Data records:
PR #1232, opened 2017-09-09
Enable Liquid and Front Matter strict mode

ohadschn:
I am a great believer in strict compilation and "warnings as errors" in basically anything that compiles.

### DIFF
--- a/_config.yml
+++ b/_config.yml
@@ -245,3 +245,8 @@ defaults:
       comments: # true
       share: true
       related: true
+
+# Jekyll compilation
+strict_front_matter: true
+liquid:
+ error_mode: strict


mmistakes:
Too opinionated. I'd rather not force this config onto anyone.

ohadschn:
Fair enough. Can you somehow enable it on your personal builds so that compilation warnings don't creep in in the future?

mmistakes:
I did last week. It's [enabled in the test site](https://github.com/mmistakes/minimal-mistakes/blob/master/test/_config.yml#L146-L148) used when developing the theme with `bundle exec rake preview`.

Work task: Each entry must appear again in the answer exactly as written.

Exercise answer:
PR #1232, opened 2017-09-09
Enable Liquid and Front Matter strict mode

ohadschn:
I am a great believer in strict compilation and "warnings as errors" in basically anything that compiles.

### DIFF
--- a/_config.yml
+++ b/_config.yml
@@ -245,3 +245,8 @@ defaults:
       comments: # true
       share: true
       related: true
+
+# Jekyll compilation
+strict_front_matter: true
+liquid:
+ error_mode: strict


mmistakes:
Too opinionated. I'd rather not force this config onto anyone.

ohadschn:
Fair enough. Can you somehow enable it on your personal builds so that compilation warnings don't creep in in the future?

mmistakes:
I did last week. It's [enabled in the test site](https://github.com/mmistakes/minimal-mistakes/blob/master/test/_config.yml#L146-L148) used when developing the theme with `bundle exec rake preview`.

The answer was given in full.